## EXERCISE INSTRUCTIONS
Repeat the records in full, exactly.

## DATA IN THIS EXERCISE
[Start of section]

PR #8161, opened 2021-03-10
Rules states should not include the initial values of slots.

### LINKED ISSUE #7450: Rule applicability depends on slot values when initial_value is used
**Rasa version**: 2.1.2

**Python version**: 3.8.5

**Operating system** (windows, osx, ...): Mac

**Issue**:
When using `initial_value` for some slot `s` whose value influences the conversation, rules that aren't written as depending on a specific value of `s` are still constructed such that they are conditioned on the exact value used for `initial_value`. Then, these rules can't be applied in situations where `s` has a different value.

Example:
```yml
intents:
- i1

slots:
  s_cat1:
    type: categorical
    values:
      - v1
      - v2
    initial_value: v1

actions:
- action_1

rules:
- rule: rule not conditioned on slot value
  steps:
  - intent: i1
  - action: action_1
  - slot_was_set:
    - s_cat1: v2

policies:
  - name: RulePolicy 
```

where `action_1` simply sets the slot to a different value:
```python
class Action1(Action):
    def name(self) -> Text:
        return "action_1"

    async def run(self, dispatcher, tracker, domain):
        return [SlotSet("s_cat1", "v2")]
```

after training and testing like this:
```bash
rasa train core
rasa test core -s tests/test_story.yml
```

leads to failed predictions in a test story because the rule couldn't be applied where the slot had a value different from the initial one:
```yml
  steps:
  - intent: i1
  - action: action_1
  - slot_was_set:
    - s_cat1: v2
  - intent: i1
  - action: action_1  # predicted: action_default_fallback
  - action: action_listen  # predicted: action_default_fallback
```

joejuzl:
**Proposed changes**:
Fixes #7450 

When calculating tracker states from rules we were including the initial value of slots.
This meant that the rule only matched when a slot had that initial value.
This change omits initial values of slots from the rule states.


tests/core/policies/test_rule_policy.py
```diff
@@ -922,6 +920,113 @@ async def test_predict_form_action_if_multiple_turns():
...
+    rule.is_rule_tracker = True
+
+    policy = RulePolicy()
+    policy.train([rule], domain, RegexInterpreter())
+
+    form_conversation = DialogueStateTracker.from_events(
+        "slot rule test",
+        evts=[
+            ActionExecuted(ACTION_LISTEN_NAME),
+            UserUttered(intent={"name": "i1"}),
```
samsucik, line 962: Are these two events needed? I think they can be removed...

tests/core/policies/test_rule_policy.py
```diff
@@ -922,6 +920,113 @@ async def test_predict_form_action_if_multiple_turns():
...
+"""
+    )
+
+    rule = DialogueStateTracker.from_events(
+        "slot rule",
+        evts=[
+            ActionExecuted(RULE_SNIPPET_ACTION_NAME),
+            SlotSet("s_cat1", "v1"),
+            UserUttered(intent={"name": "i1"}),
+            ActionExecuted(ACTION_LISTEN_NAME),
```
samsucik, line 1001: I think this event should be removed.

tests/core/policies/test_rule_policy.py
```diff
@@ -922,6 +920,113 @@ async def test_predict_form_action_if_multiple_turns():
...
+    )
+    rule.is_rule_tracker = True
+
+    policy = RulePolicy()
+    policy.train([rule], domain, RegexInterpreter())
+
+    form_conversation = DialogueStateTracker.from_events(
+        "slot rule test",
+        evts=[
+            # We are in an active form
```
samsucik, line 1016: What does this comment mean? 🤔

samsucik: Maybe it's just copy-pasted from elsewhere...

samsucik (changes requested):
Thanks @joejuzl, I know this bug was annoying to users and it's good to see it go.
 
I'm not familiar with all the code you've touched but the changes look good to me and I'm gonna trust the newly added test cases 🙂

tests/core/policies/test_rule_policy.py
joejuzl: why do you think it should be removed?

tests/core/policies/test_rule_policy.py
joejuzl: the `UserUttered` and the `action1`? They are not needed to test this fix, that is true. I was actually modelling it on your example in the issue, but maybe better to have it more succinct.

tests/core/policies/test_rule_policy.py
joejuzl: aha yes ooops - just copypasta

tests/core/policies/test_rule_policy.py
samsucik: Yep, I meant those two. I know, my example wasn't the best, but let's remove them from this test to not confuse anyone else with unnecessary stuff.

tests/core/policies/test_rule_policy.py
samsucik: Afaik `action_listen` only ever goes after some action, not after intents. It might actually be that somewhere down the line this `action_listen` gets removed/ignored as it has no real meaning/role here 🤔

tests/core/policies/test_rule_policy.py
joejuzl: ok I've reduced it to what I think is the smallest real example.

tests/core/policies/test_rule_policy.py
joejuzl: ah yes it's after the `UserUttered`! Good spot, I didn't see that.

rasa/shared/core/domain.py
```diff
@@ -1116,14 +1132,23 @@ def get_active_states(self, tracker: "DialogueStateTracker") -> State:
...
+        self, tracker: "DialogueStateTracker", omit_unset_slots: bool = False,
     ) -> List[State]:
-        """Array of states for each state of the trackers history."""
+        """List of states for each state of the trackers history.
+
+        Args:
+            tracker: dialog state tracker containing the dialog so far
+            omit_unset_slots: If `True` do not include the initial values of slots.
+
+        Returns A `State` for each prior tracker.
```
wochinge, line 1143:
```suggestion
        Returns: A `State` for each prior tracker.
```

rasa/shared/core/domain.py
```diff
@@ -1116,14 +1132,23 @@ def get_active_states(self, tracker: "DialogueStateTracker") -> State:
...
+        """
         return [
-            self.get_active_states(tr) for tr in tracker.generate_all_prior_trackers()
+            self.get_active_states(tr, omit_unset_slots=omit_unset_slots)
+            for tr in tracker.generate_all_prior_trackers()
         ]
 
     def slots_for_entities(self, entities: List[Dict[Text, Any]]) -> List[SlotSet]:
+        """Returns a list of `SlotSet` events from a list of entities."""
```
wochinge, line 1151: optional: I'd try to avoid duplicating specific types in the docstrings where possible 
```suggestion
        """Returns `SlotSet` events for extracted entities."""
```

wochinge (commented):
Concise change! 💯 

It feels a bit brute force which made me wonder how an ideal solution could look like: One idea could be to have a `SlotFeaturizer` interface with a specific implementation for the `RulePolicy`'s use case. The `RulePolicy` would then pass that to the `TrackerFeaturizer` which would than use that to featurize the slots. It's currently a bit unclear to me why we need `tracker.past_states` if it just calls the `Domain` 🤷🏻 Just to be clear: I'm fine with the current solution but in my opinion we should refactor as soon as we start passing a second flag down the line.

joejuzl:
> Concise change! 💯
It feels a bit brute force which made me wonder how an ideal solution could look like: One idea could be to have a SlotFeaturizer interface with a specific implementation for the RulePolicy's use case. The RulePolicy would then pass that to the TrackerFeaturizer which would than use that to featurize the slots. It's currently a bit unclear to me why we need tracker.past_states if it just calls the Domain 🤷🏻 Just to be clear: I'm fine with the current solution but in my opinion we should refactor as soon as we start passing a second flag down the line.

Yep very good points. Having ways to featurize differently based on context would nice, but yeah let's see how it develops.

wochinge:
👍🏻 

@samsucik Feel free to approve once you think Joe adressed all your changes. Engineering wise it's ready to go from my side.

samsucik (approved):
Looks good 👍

[End of section]

## EXERCISE ANSWER
PR #8161, opened 2021-03-10
Rules states should not include the initial values of slots.

### LINKED ISSUE #7450: Rule applicability depends on slot values when initial_value is used
**Rasa version**: 2.1.2

**Python version**: 3.8.5

**Operating system** (windows, osx, ...): Mac

**Issue**:
When using `initial_value` for some slot `s` whose value influences the conversation, rules that aren't written as depending on a specific value of `s` are still constructed such that they are conditioned on the exact value used for `initial_value`. Then, these rules can't be applied in situations where `s` has a different value.

Example:
```yml
intents:
- i1

slots:
  s_cat1:
    type: categorical
    values:
      - v1
      - v2
    initial_value: v1

actions:
- action_1

rules:
- rule: rule not conditioned on slot value
  steps:
  - intent: i1
  - action: action_1
  - slot_was_set:
    - s_cat1: v2

policies:
  - name: RulePolicy 
```

where `action_1` simply sets the slot to a different value:
```python
class Action1(Action):
    def name(self) -> Text:
        return "action_1"

    async def run(self, dispatcher, tracker, domain):
        return [SlotSet("s_cat1", "v2")]
```

after training and testing like this:
```bash
rasa train core
rasa test core -s tests/test_story.yml
```

leads to failed predictions in a test story because the rule couldn't be applied where the slot had a value different from the initial one:
```yml
  steps:
  - intent: i1
  - action: action_1
  - slot_was_set:
    - s_cat1: v2
  - intent: i1
  - action: action_1  # predicted: action_default_fallback
  - action: action_listen  # predicted: action_default_fallback
```

joejuzl:
**Proposed changes**:
Fixes #7450 

When calculating tracker states from rules we were including the initial value of slots.
This meant that the rule only matched when a slot had that initial value.
This change omits initial values of slots from the rule states.


tests/core/policies/test_rule_policy.py
```diff
@@ -922,6 +920,113 @@ async def test_predict_form_action_if_multiple_turns():
...
+    rule.is_rule_tracker = True
+
+    policy = RulePolicy()
+    policy.train([rule], domain, RegexInterpreter())
+
+    form_conversation = DialogueStateTracker.from_events(
+        "slot rule test",
+        evts=[
+            ActionExecuted(ACTION_LISTEN_NAME),
+            UserUttered(intent={"name": "i1"}),
```
samsucik, line 962: Are these two events needed? I think they can be removed...

tests/core/policies/test_rule_policy.py
```diff
@@ -922,6 +920,113 @@ async def test_predict_form_action_if_multiple_turns():
...
+"""
+    )
+
+    rule = DialogueStateTracker.from_events(
+        "slot rule",
+        evts=[
+            ActionExecuted(RULE_SNIPPET_ACTION_NAME),
+            SlotSet("s_cat1", "v1"),
+            UserUttered(intent={"name": "i1"}),
+            ActionExecuted(ACTION_LISTEN_NAME),
```
samsucik, line 1001: I think this event should be removed.

tests/core/policies/test_rule_policy.py
```diff
@@ -922,6 +920,113 @@ async def test_predict_form_action_if_multiple_turns():
...
+    )
+    rule.is_rule_tracker = True
+
+    policy = RulePolicy()
+    policy.train([rule], domain, RegexInterpreter())
+
+    form_conversation = DialogueStateTracker.from_events(
+        "slot rule test",
+        evts=[
+            # We are in an active form
```
samsucik, line 1016: What does this comment mean? 🤔

samsucik: Maybe it's just copy-pasted from elsewhere...

samsucik (changes requested):
Thanks @joejuzl, I know this bug was annoying to users and it's good to see it go.
 
I'm not familiar with all the code you've touched but the changes look good to me and I'm gonna trust the newly added test cases 🙂

tests/core/policies/test_rule_policy.py
joejuzl: why do you think it should be removed?

tests/core/policies/test_rule_policy.py
joejuzl: the `UserUttered` and the `action1`? They are not needed to test this fix, that is true. I was actually modelling it on your example in the issue, but maybe better to have it more succinct.

tests/core/policies/test_rule_policy.py
joejuzl: aha yes ooops - just copypasta

tests/core/policies/test_rule_policy.py
samsucik: Yep, I meant those two. I know, my example wasn't the best, but let's remove them from this test to not confuse anyone else with unnecessary stuff.

tests/core/policies/test_rule_policy.py
samsucik: Afaik `action_listen` only ever goes after some action, not after intents. It might actually be that somewhere down the line this `action_listen` gets removed/ignored as it has no real meaning/role here 🤔

tests/core/policies/test_rule_policy.py
joejuzl: ok I've reduced it to what I think is the smallest real example.

tests/core/policies/test_rule_policy.py
joejuzl: ah yes it's after the `UserUttered`! Good spot, I didn't see that.

rasa/shared/core/domain.py
```diff
@@ -1116,14 +1132,23 @@ def get_active_states(self, tracker: "DialogueStateTracker") -> State:
...
+        self, tracker: "DialogueStateTracker", omit_unset_slots: bool = False,
     ) -> List[State]:
-        """Array of states for each state of the trackers history."""
+        """List of states for each state of the trackers history.
+
+        Args:
+            tracker: dialog state tracker containing the dialog so far
+            omit_unset_slots: If `True` do not include the initial values of slots.
+
+        Returns A `State` for each prior tracker.
```
wochinge, line 1143:
```suggestion
        Returns: A `State` for each prior tracker.
```

rasa/shared/core/domain.py
```diff
@@ -1116,14 +1132,23 @@ def get_active_states(self, tracker: "DialogueStateTracker") -> State:
...
+        """
         return [
-            self.get_active_states(tr) for tr in tracker.generate_all_prior_trackers()
+            self.get_active_states(tr, omit_unset_slots=omit_unset_slots)
+            for tr in tracker.generate_all_prior_trackers()
         ]
 
     def slots_for_entities(self, entities: List[Dict[Text, Any]]) -> List[SlotSet]:
+        """Returns a list of `SlotSet` events from a list of entities."""
```
wochinge, line 1151: optional: I'd try to avoid duplicating specific types in the docstrings where possible 
```suggestion
        """Returns `SlotSet` events for extracted entities."""
```

wochinge (commented):
Concise change! 💯 

It feels a bit brute force which made me wonder how an ideal solution could look like: One idea could be to have a `SlotFeaturizer` interface with a specific implementation for the `RulePolicy`'s use case. The `RulePolicy` would then pass that to the `TrackerFeaturizer` which would than use that to featurize the slots. It's currently a bit unclear to me why we need `tracker.past_states` if it just calls the `Domain` 🤷🏻 Just to be clear: I'm fine with the current solution but in my opinion we should refactor as soon as we start passing a second flag down the line.

joejuzl:
> Concise change! 💯
It feels a bit brute force which made me wonder how an ideal solution could look like: One idea could be to have a SlotFeaturizer interface with a specific implementation for the RulePolicy's use case. The RulePolicy would then pass that to the TrackerFeaturizer which would than use that to featurize the slots. It's currently a bit unclear to me why we need tracker.past_states if it just calls the Domain 🤷🏻 Just to be clear: I'm fine with the current solution but in my opinion we should refactor as soon as we start passing a second flag down the line.

Yep very good points. Having ways to featurize differently based on context would nice, but yeah let's see how it develops.

wochinge:
👍🏻 

@samsucik Feel free to approve once you think Joe adressed all your changes. Engineering wise it's ready to go from my side.

samsucik (approved):
Looks good 👍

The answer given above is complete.